• _Problem to solve_:
Within the records, find every line that includes the word "without" and copy it.

Records from a data collection:
━━━━━━━━━━━━━━━━━━━━━━━━━━━━━━
Issue #2323, opened 2021-04-30
Cleaning up DblPendulum/Concepts.hs


JacquesCarette:
See Projectile/Concepts.hs a 'template'.

1. remove all the commented out stuff
2. move `pendulumTitle` to Body.hs (see https://github.com/JacquesCarette/Drasil/commit/ade637d243bc4bc6641040f1b97684515ce5f31d)

Keep the file around, because there will be some stuff that will need to be moved to here from other places.

PR #2345, opened 2021-05-03
Fixed Issue #2323

Ant13731:
Closes issue #2323. Cleared comments and moved pendulumTitile function.


code/drasil-example/Drasil/DblPendulum/Body.hs
```diff
@@ -29,7 +29,7 @@ import Drasil.DblPendulum.Figures (figMotion)
 import Data.Drasil.Concepts.Math (mathcon, cartesian)
 import Data.Drasil.Quantities.Math (unitVect, unitVectj)
 import Drasil.DblPendulum.Assumptions (assumptions)
-import Drasil.DblPendulum.Concepts (pendulumTitle)
+import Drasil.DblPendulum.Concepts ()
```
JacquesCarette, line 32: Since no imports are needed from this file, this line should be entirely deleted.

JacquesCarette (changes requested):
`Assumptions` seems to import `pendulumTitle`, that should be investigated as to why and dealt with accordingly.

Did do a local 'make' that gave no warnings?  The build is failing, so I suspect not?

code/drasil-example/Drasil/DblPendulum/Body.hs
Ant13731: Ah okay, sorry about that. Next time I'll make sure the local make works first. I'll also remove the unneeded import line.

Ant13731:
Would I be able to move pendulumTitle to Assumptions.hs? I can't import pendulumTitle from Body.hs because Body.hs depends on Assumptions.hs.

smiths:
@Ant13731, my advice is to look at how projectile does it and following that example.

JacquesCarette:
So pendulum doesn't use `pendulumTitle` outside of body.

What we need to figure out is what `Assumption` really needs. The thing is, there are two concepts, that of a pendulum, and that of a document that describes a pendulum -- which might end up displaying the same thing "in English". So there might be a need for a `pendulum` concept (to go in to `Concept.hs`) that `Assumption` can use, and another one which signifies the title, that could end up being defined locally in `Body`.

This is hard/tricky, as the point is that there might be two different ideas that end up being said in the same way when rendered in a document. Yet, for Drasil, different ideas/concepts, need to be encoded differently.

Ant13731:
I'm not sure if I need to submit another PR as the guide stated that there shouldn't be any additional commits added to an open PR, but github automatically added my commits to this one.

JacquesCarette:
No, you shouldn't submit a new PR. It is fine that you add commits to an open PR as a means of fixing things upon feedback. This is the trigger for me to re-review.

code/drasil-example/Drasil/DblPendulum/Concepts.hs
```diff
@@ -4,7 +4,8 @@ import Language.Drasil
 
 import Data.Drasil.Domains (physics)
 
-
+pendulum :: CI
+pendulum = commonIdeaWithDict "pendulumTitle" (pn "Pendulum") "Pendulum" [physics]
```
JacquesCarette, line 8: As this is now the concept a pendulum, the id "pendulumTitle" is not really apt anymore.  Can you make it just "pendulum"?

code/drasil-example/Drasil/DblPendulum/Main.hs
```diff
@@ -4,7 +4,8 @@ import GHC.IO.Encoding
 
 import Language.Drasil.Generate (gen, DocSpec(DocSpec), DocType(SRS, Website))
 
-import Drasil.DblPendulum.Body (srs, printSetting, pendulumTitle)
+import Drasil.DblPendulum.Body (srs, printSetting)
+
```
JacquesCarette, line 8: Try to add extra blank lines.

JacquesCarette (changes requested):

Ant13731:
Sorry. Should I remove the line in between the imports (and the one I added as well)?

Ant13731:
Also should I update the stable for dblpendulum? I didn't have to before but now it is generating an error.

JacquesCarette:
Yes to the two blank lines.  And yes to updating stable - it was wrong, as it hard-coded a capital letter when this was no appropriate. Guess no one caught that!

code/drasil-example/Drasil/DblPendulum/Main.hs
JacquesCarette: Oops, I see that I skipped the key word 'not' here!!! My apologies.

JacquesCarette (approved):

Issue #2341, opened 2021-05-03
Remove DblPendulum/TMods


JacquesCarette:
The model that is here should be in `Data.Drasil.Theories.Physics` instead. As a first step, what will be needed is that the 'note' attached to the model will need to be made generic - right now it is too specific to the double pendulum problem.

So this will need to be solved in two steps:
- [ ] change the note to be generic, and allow the new expected solution to be generic
- [ ] move the theory model to `drasil-theories`; move the definition `tMods = [accelerationTM, velocityTM, newtonSL, newtonSLR]` to (probably) DblPendulum.Body.

JacquesCarette:
Also @smiths mentioned "We can use the game physics example as given in Game Physics in the pendulum example.  We don’t need a different TM for pendulum."

PR #2348, opened 2021-05-04
Fix for Issue #2341

Ant13731:
closes issue #2341 
Removed TM from `DblPendulum/TMods.hs` into `drasil-theories`. Then modified other files' imports and `package.yaml` to work with the change.


Ant13731:
The second commit here is just resolving conflicts between the master branch and the generalSndRotLaw. The commit itself didn't mention it so I just put the message here instead.

code/drasil-data/Data/Drasil/Theories/Physics.hs
```diff
@@ -105,6 +106,27 @@ torqueDesc = foldlSent [S "The", phrase torque,
...
+newtonSLRRel :: Relation
+newtonSLRRel = sy QP.torque $= sy QP.momentOfInertia * sy QP.angularAccel
+
+newtonSLRNotes :: [Sentence]
+newtonSLRNotes = map foldlSent [
+  [S "The net", getTandS QP.torque, S "on a", phrase rigidBody `sIs`
+   S "proportional to its", getTandS QP.angularAccel `sC` S "where",
+   ch QP.momentOfInertia, S "denotes", phrase QP.momentOfInertia `ofThe`
+   phrase rigidBody, S "as the", phrase constant `sOf` S "proportionality"],
+  [S "We also assume that all", plural rigidBody, S "involved" `sAre`
```
JacquesCarette, line 127: Can you double-check this with @smiths ? I think that this 2D assumption was correct in the context of Pendulum, but that it is actually not embedded in this law as stated here, i.e. the law here is general.

JacquesCarette (changes requested):

code/drasil-data/Data/Drasil/Theories/Physics.hs
Ant13731: Okay I see what you mean. Should I take the 2D bit out? I think it still makes sense in the context of the pendulum without that specification. Otherwise, is there a way to just mention that more specifically in `DblPendulum/Body.hs` by appending that sentence to a generalized version of `newtonSLR`?

JacquesCarette: In some ways, the 2D note is redundant information, as it is already in the assumptions. And it will probably be in the instance model too. So since the theory model is supposed to be general, it makes sense to not have it at all.

If it should still be there (and hopefully @smiths will tell us), then the thing to do is to create a new theory model based on the generic one [using lenses to set the id field and the note field to be different].

Ant13731: Okay, sounds good.

smiths: Yes, we can take the 2D part out.  The equation looks exactly the same in 3D, so it is best if we keep the theory as general (and thus reusable) as possible.

JacquesCarette (approved):

PR #2354, opened 2021-05-05
Move "Bool Ops" out of BinOp, into BoolBinOp

balacij:
( Leaving as a draft until #2352 is merged in. )


code/drasil-printers/Language/Drasil/Printing/Import.hs
```diff
@@ -90,76 +92,80 @@ processExpo a
...
+expr (Str s)                  _ = P.Str s
+expr (Perc a b)              sm = P.Row [expr (Dbl val) sm, P.MO P.Perc]
   where
     val = fromIntegral a / (10 ** fromIntegral (b - 2))
-expr (AssocB And l)       sm = P.Row $ intersperse (P.MO P.And) $ map (expr' sm (precB And)) l
-expr (AssocB Or l)        sm = P.Row $ intersperse (P.MO P.Or ) $ map (expr' sm (precB Or)) l
-expr (AssocA Add l)       sm = P.Row $ intersperse (P.MO P.Add) $ map (expr' sm (precA Add)) l
-expr (AssocA Mul l)       sm = P.Row $ mulExpr l sm
-expr (Deriv Part a b)     sm =
+expr (AssocB And l)          sm =
```
JacquesCarette, line 105: In general, if you can keep these on a single line, that would be nice. The lines can go slightly over 80 characters if needed.

Another way would be to make a helper function for the pattern 
```haskell
P.Row $ intersperse (P.MO x) $ map (expr' sm (precB y)) l
```
used 3 times in the above.

JacquesCarette (approved):

code/drasil-printers/Language/Drasil/Printing/Import.hs
balacij: Thanks! I made a helper function along these lines to resolve this.

JacquesCarette (approved):

Issue #2347, opened 2021-05-04
Extra "The" in the DBLpendulum documentation


Ant13731:
In Assumptions.hs, the function:
```haskell
yAxisDirDesc :: Sentence
yAxisDirDesc = S "The direction" `ofThe'` phrase yAxis `sIs` S "directed opposite to" +:+. phrase gravity
```
is somehow producing an extra 'The' on the html and .tex files for dblpendulum. I'm not sure where the extra 'The' is coming from since the other functions in `DblPendulum/Assumptions.hs` follow the same format and appear properly.
![CodeFix1](https://user-images.githubusercontent.com/69334555/117029973-2d1bc580-accd-11eb-8465-208f20f0ade8.png)

smiths:
@Ant13731 you should assign your issues to someone, and you should label your issues when appropriate.  For questions related to the code, the most likely people to assign to are @JacquesCarette or @balacij.  If someone disagrees with the assignment, they can change it.  Another option is to self assign the issue.  This might be an issue that you can investigate yourself?

Ant13731:
Okay, sweet. I think I have an idea of how to fix it, so I'll give it a try.

PR #2360, opened 2021-05-05
Fixing duplicate occurrences of "the" in DblPendulum (Closes Issue #2347)

Ant13731:
closes issue #2347 
Edited some of the grammar and removed duplicate occurrences of "the".


code/drasil-example/Drasil/DblPendulum/Assumptions.hs
```diff
@@ -30,7 +30,7 @@ cartCoordRightDesc = S "The" +:+ phrase cartesian `sIs` S "right-handed where po
                          phrase xAxis `sAnd` phrase yAxis +:+ S "point right up"
 
 yAxisDirDesc :: Sentence
-yAxisDirDesc = S "The direction" `ofThe'` phrase yAxis `sIs` S "directed opposite to" +:+. phrase gravity
+yAxisDirDesc = S "direction" `ofThe'` phrase yAxis `sIs` S "directed opposite to" +:+. phrase gravity
```
JacquesCarette, line 33: This is very odd. The same kind of sentence in the `Projectile` example has the `The` in the sentence. So I wonder what is different here, i.e. where / why does it get added uniformly? Can you please track that down?

code/drasil-example/Drasil/DblPendulum/Body.hs
```diff
@@ -88,10 +88,10 @@ mkSRS = [RefSec $      --This creates the Reference section of the SRS
 
 justification :: Sentence
 justification = foldlSent [S "A", phrase pendulum, S "consists" `sOf` S "mass", 
-                            S "attached to the end of a rod" `sC` S "its moving curve" `sIs`
-                            S "highly sensitive to initial conditions" +:+ S "Therefore" `sC`
+                            S "attached to the end of a rod" `andIts` S "moving curve" `sIs`
```
JacquesCarette, line 91: improving grammar is a good thing. But I would actually prefer 2 PRs, one that focuses just on fixing the issue, and then another that improves such things. If some of the changes are controversial, then the good changes will still go in quickly, and only a few things can drag on for a while longer. Faster overall progress. 
Don't change anything for this PR, just for future ones.

code/stable/dblpendulum/SRS/DblPendulum_SRS.tex
```diff
@@ -165,7 +165,7 @@ \subsection{Abbreviations and Acronyms}
 \end{longtable}
 \section{Introduction}
 \label{Sec:Intro}
-A pendulum consists of mass attached to the end of a rod, its moving curve is highly sensitive to initial conditions Therefore, it is useful to have a program the to simulate the motion of the pendulum to exhibit the chaotic characteristics of it The program documented here is called pendulum.
+A pendulum consists of mass attached to the end of a rod and its moving curve is highly sensitive to initial conditions. Therefore, it is useful to have a program the to simulate the motion of the pendulum to exhibit its chaotic characteristics. The program documented here is called pendulum.
```
JacquesCarette, line 168: This sentence now has a `the to` in it.

code/stable/dblpendulum/SRS/DblPendulum_SRS.tex
```diff
@@ -179,7 +179,7 @@ \section{Specific System Description}
 
 \subsection{Problem Description}
 \label{Sec:ProbDesc}
-A system is needed to is needed to efficiently and correctly to predict the motion pendulum.
+A system is needed to is needed to efficiently and correctly to predict the motion of a pendulum.
```
JacquesCarette, line 182: `is needed to` is (still!) repeated twice. The `of a` was a good fix...

code/stable/dblpendulum/SRS/DblPendulum_SRS.tex
```diff
@@ -206,10 +206,10 @@ \subsubsection{Physical System Description}
 \end{figure}
 \subsubsection{Goal Statements}
 \label{Sec:GoalStmt}
-Given the the mass length of the rod, initial angle of the mass and the gravitational constant, the goal statements are:
+Given the mass and length of the rod, initial angle of the mass and the gravitational constant, the goal statements are:
 
 \begin{itemize}
-\item[Motion-of-the-mass:\phantomsection\label{motionMass}]{the Calculate the motion of the mass}
+\item[Motion-of-the-mass:\phantomsection\label{motionMass}]{the Calculate motion of the mass}
```
JacquesCarette, line 212: `the Calculuate`? This is definitely quite broken - something deeper is going on.  I'm guessing there's a hard-coded `the` being added to everything in an incorrect way. That's the likely source of the real problem.

JacquesCarette (changes requested):

code/drasil-example/Drasil/DblPendulum/Assumptions.hs
Ant13731: I think it might be because of the `ofThe` function since it adds an extra "the" before joining its arguments with the words "of the".
```haskell
ofThe  a b = S "the" +:+ sentHelper "of the" a b
```
Most of the projectile sentences don't use `ofThe` at the beginning except for this one:
```haskell
yAxisGravityDesc :: Sentence
yAxisGravityDesc = S "direction" `ofThe'` phrase yAxis `sIs` S "directed opposite to" +:+. phrase gravity
```
which also does not include a literal "the" at the beginning.

code/drasil-example/Drasil/DblPendulum/Body.hs
Ant13731: Ah okay, sounds good.

code/drasil-example/Drasil/DblPendulum/Assumptions.hs
JacquesCarette: Oh, that's weird. And not the expected behaviour. I would changed `ofThe` to stop doing that, and create a differently named combinator for that.  So the correct fix would be 
1. to create that new combinator that does what `ofThe` currently does
2. change the current correct uses of `ofThe` to use that new one
3. have `ofThe` do what's expected
4. use `ofThe` appropriately
5. put back those initial "the" (or simply revert this PR and restart).

Note that we want to minimize explicit capitalization of words, and let the framework deal with it. Take a further look at Projectile as an example.

Ant13731: I agree many of the use cases for `ofThe` currently make sense, it's just some few sentences that read weirdly because of the naming of the combinator. There's also similar functions in `Utils.Drasil.Sentence` such as `ofThe'` (capital variant),`ofGiv`, `ofGiv'`, and `isExpctToHv`. So would making those combinators into something slightly different such as `theOfThe` and `theOfGiv` work well? After that, then should I away the extra "the" from `ofThe` and manually change the ones that will make more sense?

With that being said, is there an easy way to rename a function in the whole repo? I've used VSCode to rename all functions in an individual file before, but I was wondering if there was a better way to go about it for a larger project like this. I think it might be easier to merge the PR and then I'll search and replace all `ofThe` badly acting functions on a new PR.

Also, for minimizing explicit capitalization, I think that `ofThe'` currently handles that better than putting a literal "The" at the beginning of the sentence. The projectile definition still makes enough sense without the explicit "The" at the beginning. Changing this might make it less readable if we don't include the explicit "The" when using the 'new' definition of `ofThe`.

JacquesCarette: Perhaps `the-ofThe` might be even better, if `-` is allowed in a name. `the_ofThe` otherwise. I forget the exact lexical conventions of Haskell.  And then yes, get right of the extra "the" in `ofThe` and adjust accordingly.

Renaming all functions in a repo is a function of the editor / IDE you use. The one I use wouldn't help me... but maybe @balacij uses something cleverer?  There is a Haskell plugin for VSCode.

JacquesCarette:
Just to be clear: you think it would be best to merge this PR in as-is, and you'll make further changes in subsequent ones?

code/drasil-example/Drasil/DblPendulum/Assumptions.hs
Ant13731: Okay, good to know. Thanks!

Ant13731:
Yes, I think that would be the easiest as some of the changes are still proper even with the renamed functions.

JacquesCarette (approved):

PR #2363, opened 2021-05-05
Removed explicit imports of applicative and monad. Closes Issue #2355

### LINKED ISSUE #2355: Explicit imports of Applicative, <$>, & Monad can be removed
━━━━━━━━━━━━━━━━━━━━━━━━━━━━━━
• _Solution to the exercise_:
Ant13731: Okay I see what you mean. Should I take the 2D bit out? I think it still makes sense in the context of the pendulum without that specification. Otherwise, is there a way to just mention that more specifically in `DblPendulum/Body.hs` by appending that sentence to a generalized version of `newtonSLR`?
Also, for minimizing explicit capitalization, I think that `ofThe'` currently handles that better than putting a literal "The" at the beginning of the sentence. The projectile definition still makes enough sense without the explicit "The" at the beginning. Changing this might make it less readable if we don't include the explicit "The" when using the 'new' definition of `ofThe`.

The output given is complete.